As to Olson, the court concluded that her First Amendment rights were not injured by the funding cut off because 1) the News was a student newspaper over which she could not exercise editorial control, 2) she had no constitutional right to use a newspaper as a teaching tool, and 3) she could not assert the rights of third-parties, the students in this case. Only Olson has appealed the court's ruling.

I

Olson's Standing To Assert Her Own Rights

College officials cannot censor a student newspaper which serves as a forum of student expression in the absence of an overriding state interest. Joyner v. Whiting, 477 F.2d 456 (4th Cir. 1973).
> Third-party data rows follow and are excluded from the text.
PR #735, opened 2017-06-09
Replace `unwrap` with `expect` in racer::typeinf

TedDriggs:
Replaced a bunch of `unwrap` calls with more descriptive `expect` statements.

Also added a new public function `scopes::expect_stmt_start` to avoid repeating the same error in lots of places.


jwilm:
looks good to me!

PR #737, opened 2017-06-09
Search for functions on enums in addition to finding variants

TedDriggs:
Previously, racer would _only_ return enum variants. However, enums are also allowed to have `impl` blocks and can declare static functions. This change uses the struct search code on enums, and will always return variants followed by impl functions.


jwilm:
Looks good to me, although I think we should add a test for variant/impl ordering in completions.

PR #740, opened 2017-06-12
Find doc strings for `let` statements

TedDriggs:
This adds doc finding for values defined through local `let` statements.

Flagging for @imperio, @misdreavus, @Ralith for thoughts, as it's not clear how idiomatic this behavior is in Rust today.


TedDriggs:
This is now very out-of-date; going to close it and will reopen in future.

*1090 "It may well be that a college need not establish a campus newspaper, or, if a paper has been established, the college may permanently discontinue publication for reasons wholly unrelated to the First Amendment. But if a college has a student newspaper, its publication cannot be suppressed because college officials dislike its editorial comment. This rule is but a simple extension of the precept that freedom of expression may not be infringed by denying a privilege." Joyner v. Whiting, supra (citations omitted).
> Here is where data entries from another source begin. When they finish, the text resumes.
PR #311, opened 2024-05-29
Reduce compiler warnings

nullsystem:
* Use 0/'\0' instead of NULL if assigning to int and not pointer
* Misleading indentation warnings
* `constexpr int/float` to replace enum usages being depreciated
* Disable some warnings by ifdef blocks
* Missing virtual deconstructor
* Hide a lot of MSVC warnings which are often just about namings in general
* Fixed `CNEOHud_RoundState::DrawFriend` is alive if block


Masterkatze (approved):

mp/src/game/client/neo/ui/neo_hud_round_state.h
```diff
@@ -7,8 +7,7 @@
 #include "neo_hud_childelement.h"
 #include "hudelement.h"
 #include <vgui_controls/Panel.h>
-
-class vgui::ImagePanel;
+#include <vgui_controls/ImagePanel.h>
```
Rainyan, line 10: Couldn't we include in the cpp file, and leave the forward declaration here?

mp/src/game/shared/neo/neo_ghost_cap_point.cpp
Rainyan, line 1: Not strictly related to changes in this PR, but I'm seeing a warning here:
```
/mp/src/game/shared/neo/neo_ghost_cap_point.cpp:255: warning: embedded ‘\0’ in format [-Wformat-contains-nul]
/mp/src/game/shared/neo/neo_ghost_cap_point.cpp: In member function ‘void CNEOGhostCapturePoint::Think_CheckMyRadius()’:
/mp/src/game/shared/neo/neo_ghost_cap_point.cpp:255:37: warning: embedded ‘\0’ in format [-Wformat-contains-nul]
  255 |                 V_sprintf_safe(msg, "%s captured the ghost\0",
      |                                     ^~~~~~~~~~~~~~~~~~~~~~~~~
```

There is no doubt that proper student plaintiffs could bring an action challenging the discontinuation of funding of the newspaper for constitutionally impermissible purposes. However, the question before us is whether the newspaper's faculty advisor has standing to bring such an action.

In Wimberly v. Ettenberg, 194 Colo. 163, 570 P.2d 535 (1977) the court stated: "When standing is in issue, the broad question is whether the plaintiff has stated a claim for relief which should be entertained in the context of a trial on the merits." The basic test of standing set forth in Wimberly v. Ettenberg, supra, is "whether the plaintiff has suffered injury in fact to a legally protected interest as contemplated by statutory or constitutional provisions." Thus, the allegation of the injury in fact necessary for standing is not to be measured by the probability of Olson's prevailing on the merits at trial, but rather by whether she has alleged an injury to a legally protected interest as contemplated by the First Amendment.

Olson asserts that she has suffered injury in fact to her right of academic freedom because she is unable to teach First Amendment values through the practical experience of their exercise in the publication of a newspaper free from censorship.